Awareness becomes confused with engagement. Recognition becomes mistaken for reckoning. In that sense, Juneteenth may have made many Americans feel closer to Black history without requiring them to wrestle with its ongoing consequences.

Let me, as folks in the South say, put it where the goats can get it. Learning that a holiday exists is not the same thing as understanding why it exists. This brings me to the uncomfortable part.

America did not elevate Juneteenth because it developed a deeper understanding of Black history. It elevated Juneteenth because those in power wanted a way to acknowledge that history without being burdened by it.

Think about the timing. Juneteenth became a federal holiday in 2021, just as America was entering a full-blown fight over Black history. Politicians were denouncing critical race theory. States were restricting how race could be discussed in classrooms. School boards were battling over books. Yet amid all that resistance, America found broad agreement on one thing. We should celebrate Juneteenth.

That should strike us as odd. The country could not agree on how to discuss slavery’s legacy, but it could agree on taking a day off to commemorate it.
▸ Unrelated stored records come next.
PR #152, opened 2016-11-18
Create proper documentation using sphinx

### LINKED ISSUE #10: Add sphinx configuration to autogenerate documentation
I think we should automatically generate the documentation. @MikeHart85 already documented the `StateMachine`-class, it would make sense to use that.

MichaelWedel:
This fixes #10.

All markdown files have been transformed to rst files. A sphinx configuration file has been added to the `docs`-directory. I've chosen the RTD-theme because we are planning to deploy the documentation there after the renaming exercise anyway and this way it will look the same when users are creating it locally.

The documentation has a more clear structure now, with 3 "chapters":

- User guide
- Developer guide
- API Documentation

The latter is divided into the modules that we have. A lot of docstrings had to be added or moved slightly (this is one reason why the PR touches so many files, another is the rst-files that have been added under `docs`). I've tried to put as many meaningful cross-references in as possible so that it's easy to navigate the documentation (for example links to module/class/method doc-strings in the developer guide documents).

To build the documentation, follow the new instructions in the README.rst file.

Once the rename is done and the documentation is on RTD, we have to modify the readme and remove those specific links in favor of links to RTD. On the other hand, due to the sphinx-specific references and so on, some of the documents look pretty much broken on github now. Maybe the links should be removed, as it's pretty clear how to generate the documentation.

Finally, I have not added documentation for the specific devices to the docs yet, as we also have the dynamic documentation for these. I think it's better to treat them separately at a later point and try to get the dynamic aspect into the generated docs as well.

For review I think it's mainly generating the docs and going through them a bit to spot any major problems.


MikeHart85:
Getting a warning when building:
```
copying static files... WARNING: html_static_path entry u'/home/mikehart/Dev/plankton/docs/_static' does not exist
```
Googling around a bit, it seems like the way to avoid the warning is to do this in the conf.py:
```
- html_static_path = ['_static']
+ html_static_path = []
```

docs/index.rst
```diff
@@ -0,0 +1,29 @@
...
+   developer_guide/index
+   api/index
+
+
+Indices and tables
+==================
+
+* :ref:`genindex`
+* :ref:`modindex`
+* :ref:`search`
```
MikeHart85: This leads to a completely empty `search` page.

docs/index.rst
```diff
@@ -0,0 +1,29 @@
+Welcome to plankton's documentation!
+====================================
+
+Plankton is a Python package that makes it easy to develop complex stateful device simulations. It
+is licensed under GPL version 3 and the source is available on github_, where you are welcome to
+open new issues so the package can improve.
+
+If you're new to Plankton reading the :ref:`user_guide` is a good start. Once you plan on writing
+your own device it's time to go through the :ref:`developer_guide`. The :ref:`api_documentation`
```
MikeHart85: Not sure if this is worth doing anything about, but these generate links with anchors (e.g.: `api/index.html#api-documentation`) when really what is intended is just linking to the page. In the TOC below, the links appear without the anchor. This has the side-effect of fooling a browser into not showing both as visited unless the user has actually clicked both version, even though they link to the same thing.

One way to fix this would be to use `:doc:` instead of `:ref:`:

```
:doc:`developer_guide/index`
```
But that is a bit more verbose. So it's a question of which bugs us more...

docs/index.rst
```diff
@@ -0,0 +1,29 @@
...
+   user_guide/index
+   developer_guide/index
+   api/index
+
+
+Indices and tables
+==================
+
+* :ref:`genindex`
+* :ref:`modindex`
```
MikeHart85, line 26: Not sure if we can/need to do anything about this, but this leads to an alphabetized module index where every module is listed under one entry: `p - plankton`. Might be slightly better, if it's possible, to ignore the `plankton` and list them as `a - adapters`, `c - core`, etc?

docs/developer_guide/contributing.rst
```diff
@@ -0,0 +1,420 @@
+Contributing to Plankton
```
MikeHart85, line 1: Not sure if this PR is the place to do it, but I noticed this document has grown very long.

Might be good to split it up a bit, especially since it really shows when viewed in the RTD theme. On the other hand, it automatically generates subsections with anchor links... so maybe that's alright. It is noticeable that you have to scroll a lot more on this page than on others though.

Also, as we discussed before, this is more of a "How To Write Your Own Devices" document than a "Contributing" document. But that could be handled later, when we add real Contribution Guidelines.

docs/developer_guide/contributing.rst
```diff
@@ -0,0 +1,420 @@
...
+
+This entire device can be found in the ``examples`` directory. It can be
+started using the ``-k`` parameter of ``plankton.py``:
+
+::
+
+    $ ./plankton.py -k plankton.examples example_motor -- -b 127.0.0.1 -p 9999
+
+All functionality described in the
+:ref:`user_guide`, such as accessing the device and the simulation via the
```
MikeHart85, line 310: Same as previous comment, this could be ```:doc:`user_guide/index` ``` instead.

README.rst
```diff
@@ -0,0 +1,139 @@
...
+compatible with both Python 2 and 3.
+
+Plankton can be run directly using Python 2.7 or >= 3.4, or using a
+prepackaged Docker image that includes all dependencies. See relevant
+usage sections for details.
+
+Resources: -
+`GitHub <https://github.com/DMSC-Instrument-Data/plankton>`__ -
+`DockerHub <https://hub.docker.com/r/dmscid/plankton/>`__ -
+`Dockerfile <https://github.com/DMSC-Instrument-Data/plankton/blob/master/Dockerfile>`__
```
MikeHart85, line 16: This looks broken now... used to be a bullet point list. I actually like it better side-by-side, but then the first `-` should be removed. And potentially use a `--` or `|` as the separator between links?

README.rst
```diff
@@ -0,0 +1,139 @@
...
+   door"
+-  Access and control the ``Simulation`` while it is running via a "back
+   door"
+
+Additional Documentation
+------------------------
+
+Details on running Plankton, working with Plankton as a device
+developer, and framework internals are described in the following
+documents:
```
MikeHart85, line 88: The list following this used to be nested and now looks quite odd with everything at one level.

But I agree with you that ideally, the whole list should be removed and replaced with a link to online documentation.

docs/index.rst
MichaelWedel: On the one hand it would also save the labels, but on the other hands probably labels are not the worst thing here in case we change the structure of this. I'm leaning a bit more towards the `:doc:`-solution you suggested.

MikeHart85:
Since this contains documentation generated from code, will it be auto-generated/updated on merging into master? Only manually when releasing? 

Would it be possible to have/keep versioned documentation for all releases + `edge` development? I'm thinking something along the lines of Qt documentation, where the version is in the URL.

docs/index.rst
MichaelWedel: I'll see what I can find out about this, this was actually just the default document.

docs/index.rst
MichaelWedel: Maybe we don't need this. Or maybe it might work online? We could also add it later on...

docs/developer_guide/contributing.rst
MichaelWedel: I think I agree with renaming the document, but I also think that everything in that document belongs together...and especially with the anchored subsections it's still okay to navigate.

README.rst
MichaelWedel: Ah I didn't even notice that. Shouldn't be a problem to fix.

README.rst
MichaelWedel: This should also be unproblematic to fix.

docs/index.rst
MikeHart85: I was a bit surprised to find that the search box at the top of the panel on the left works offline. Not sure what sort of Voodoo is involved there, I'm a bit scared to look.

I kind of suspect that empty search page is just a template for results to be put in? Just speculating though.

MichaelWedel:
I'm still confused as to why I can reply to "review" comments but not to "comment" comments.

When documentation is generated can be configured in RTD. You can have "latest" for the latest master and "release" versions for a specific release. But I have not looked at this in detail yet, that would be a separate issue I think.

docs/developer_guide/contributing.rst
MikeHart85: Sounds good to me! :+1:

MikeHart85:
I know, it's weird and annoying you can't reply to general comments!

Sounds good on looking into it later, was just a thought I had as I was looking over this. :+1:

docs/index.rst
MichaelWedel: I added `modindex_common_prefix = ['plankton.']` to the configuration, that does exactly what you suggested.

docs/index.rst
MichaelWedel: Didn't find anything in particular that was helpful, so I'm just removing the link from that page. There is a search-box in the docs anyway.

docs/index.rst
MichaelWedel: I decided to link to the docs directly, but keep the labels for linking to this from elsewhere (in case the structure ever changes).

docs/developer_guide/contributing.rst
MichaelWedel: Here I think it's actually not so bad to use `:ref:`, because that makes linking more flexible (i.e. the document name doesn't need to be known).

MikeHart85:
Looks good, but the formatting for the nest listed was still a bit off (nested items were appearing as a quote). I fiddled a bit with it and it should look alright now. Apparently in RST, the nested bullet points need to be aligned with the first text character of the parent node, AND there must be a blank line between the first child and the parent node... very picky.

Went ahead and committed the change, can you check it looks good to you?

Everything else looks good to me and ready to merge... but codacy is complaining about `copyright` being redefined now. Do you know what that is about? It seemed happy with it in your initial push, and it hasn't changed since.

Issue #151, opened 2016-11-11
Error displayed when Device not found


MikeHart85:
If you try to start a device that doesn't exist or cannot be found, e.g.:

```
$ ./plankton.py foobar
```

You will get an error like this:

```
An error occurred:
Could not find setup 'default' for device 'foobar'.
Are you sure the correct device package is used (flag -k) and that it is in the path (flag -a)?
```

This can be confusing, especially when the device you're trying to load has no setup. It should really say that it couldn't find the device, and not mention setups.

MichaelWedel:
I'm tempted to say we can fix it as part of #132, where all of these things are going to change anyway.

MichaelWedel:
This was resolved in PR #154, the error is now:
```
$ ./plankton.py foobar
An error occurred:
No device with the name 'foobar' could be found. Possible names are:
    chopper
    linkam_t95
See also the -k option to add inspect a different module.
```

PR #154, opened 2016-11-26
Introduce device & interface factory

### LINKED ISSUE #132: Introduce factory for device and interface
Currently device and interface discovery and construction are scattered over a few functions in a few different modules.

The plan is to move this to a factory which collects this in one place. The factory should also have tests.

MichaelWedel:
This fixes #132 and #151.

This consolidates `import_device` and `import_adapter` in one central place. As a consequence, some of the functions related to this in `core.utils` changed slightly or became obsolete.

For manual testing please check that the existing devices still work (i.e. running the example_motor and the linkam), using the `-k` flag. Please also take a look at the documentation (the new module is in core/devices).

Having two interfaces with the same protocol name will result in an error quite early (see unit tests). I've also spent some time testing setups in multiple locations. My conclusion is that if there is a `setups` package with individual modules inside, this will be used and the `setups` dict is apparently "overwritten" at some point.

All error messages regarding device discovery have been worked on. For example:

```
$ ./plankton.py -k plankton.examples foobar
An error occurred:
No device with the name 'foobar' could be found. Possible names are:
    simple_device
    example_motor
See also the -k option to add inspect a different module.
```
Similar messages have been introduced for setups and protocols.


plankton/adapters/__init__.py
```diff
@@ -85,78 +83,6 @@ def handle(self, cycle_delay=0.1):
...
 
 
-def is_adapter(obj):
-    try:
-        return issubclass(obj, Adapter) and not obj.__module__.startswith('plankton.adapters')
-    except TypeError:
-        return False
-
-
-def get_available_adapters(device_name, device_package):
```
MikeHart85, line 95: I think it's great these are getting removed from `adapters/__init__.py`, always felt out of place here. 

Do you think it would be appropriate to move the remaining classes (`Adapter`, `ForwardProperty` and `ForwardMethod`) to `core/adapter.py` or something similar? Not necessarily in this PR, just a general question. I'm always surprised to find real code in `__init__.py` files, usually I expect them to be empty or just contain some namespacing glue.

plankton/core/utils.py
```diff
@@ -25,39 +25,78 @@
...
+from os import path as osp
 from os import listdir
 
+from datetime import datetime
+
 from .exceptions import PlanktonException
 
 
-def get_available_submodules(package):
+def get_submodules(module):
```
MikeHart85, line 40: These functions (`get_submodules`, `get_members`, `extract_module_name`) are only ever used in `core/devices.py`.

Would it be more appropriate to move them there? They don't seem like functions that would be used in any other context or like general purpose utility functions.

plankton/devices/__init__.py
```diff
@@ -187,95 +186,3 @@ def _override_data(self, overrides):
...
 
                 setattr(self, name, val)
-
-
-def is_device(obj):
-    return issubclass(obj, CanProcess) and obj.__module__ not in (
-        'plankton.core.processor', 'plankton.devices')
-
-
-def import_device(device, setup=None, device_package='devices'):
```
MikeHart85, line 197: Similar to a previous comment, it's great to see these removed from here.

Could the remaining `Device` and `StateMachineDevice` classes be moved somewhere else? Could be added to `core/devices.py`. Alternatively, could move them to a `core/device.py` together with `DeviceBase` and rename the remainder of `core/devices.py` to something more general (since it also handles finding interfaces and setups)... `discovery.py` or `registry.py`?

Again, no change necessary for this PR, just a general comment.

plankton/scripts/run.py
```diff
@@ -73,41 +71,34 @@ def do_run_simulation(argument_list=None):
...
+        print('\n'.join(device_builder.protocols))
         return
 
-    device = device_type(**parameters)
-    adapter = import_adapter(
-        arguments.device, arguments.protocol,
-        device_package=arguments.device_package)(device, arguments.adapter_args)
+    device = device_builder.create_device(arguments.setup)
+    interface = device_builder.create_interface_type(arguments.protocol)(
+        device, arguments.adapter_args)
```
MikeHart85: It looks like this is the only real (non-test) usage of `create_interface_type`. Might be appropriate to refactor it to just accept all three arguments and return an instance directly?

plankton/core/devices.py
```diff
@@ -0,0 +1,349 @@
...
+        try:
+            return self._create_device_instance(
+                device_type, **setup_data.get('parameters', {}))
+        except RuntimeError:
+            raise PlanktonException(
+                'The setup \'{}\' you tried to load does not specify a valid device type, but the '
+                'device module \'{}\' provides multiple device types so that no meaningful '
+                'default can be deduced.'.format(setup_name, self.name))
+
+    def create_interface_type(self, protocol=None):
```
MikeHart85: As referenced in another comment, couldn't this be changed to:

```python
def create_interface(self, protocol, device, args):
    ...
```
I can't find any usage of the default protocol value (None is explicitly passed in when not specified on command line) or needing to get the type rather than an instance.

plankton/adapters/__init__.py
MichaelWedel: Yes, I've started going in that direction in the Adapter vs. Interface change that we've been discussing. I agree that there should be nothing in `__init__.py` for this module.

plankton/core/utils.py
MichaelWedel: You're right in that they are not used elsewhere, but they are fairly general. I wouldn't want to put them into `devices` mainly because of their very general nature...maybe we can find a better place than `utils` at some point, but for now I'd rather leave them there.

plankton/devices/__init__.py
MichaelWedel: I agree with this as well.

plankton/core/utils.py
MikeHart85: Alright, sounds good! :+1:

plankton/scripts/run.py
MichaelWedel: What I kind of don't like with this approach is that it drags in this entire adapter command lines arguments thing into the factory. I'd be more comfortable with a `**kwargs` type solution to avoid duplicating the adapter signature here. I'll try and implement that.

MikeHart85: Sounds good. I'd also include `*args` to support calling it without being verbose about argument names.

PR #279, opened 2024-06-27
Revert "Suppress the data_too_large health check"

asmeurer:
Reverts data-apis/array-api-tests#278


asmeurer:
Hmm, some other test failed.

asmeurer:
I think the test failure is just that we can get unlucky in the meta tests sometimes. Not going to worry about it unless it crops up again.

That suggests Juneteenth offered something many Americans wanted: recognition without responsibility. A way to acknowledge the past without feeling obligated to confront its present-day consequences.

Look. Maybe I’m wrong.

Maybe making Juneteenth a federal holiday has produced a deeper understanding of Black history with our white brothers and sisters. Maybe millions of Americans who never knew the story of Galveston now do, and that is a good thing.

But I cannot shake the feeling that something was lost when a distinctly Black remembrance became a national celebration.

Juneteenth asks white Americans to confront the uncomfortable fact. Freedom arrived late. Justice arrived late. Equality arrived late. In fact, for many Black Americans, all three are still arriving.

Today, the holiday often serves a different purpose. It allows people to celebrate freedom without wrestling with the ways freedom has continued to be delayed, denied, and, when it comes, unevenly distributed.

That is why the greatest threat to Juneteenth may not be commercialization. It may be closure. Once a nation turns a memory into a holiday, it becomes tempting to treat the underlying problem as solved.

Juneteenth should be a reminder that the work is unfinished. Instead, I worry it has become evidence, at least for some Americans, that the work has already been done.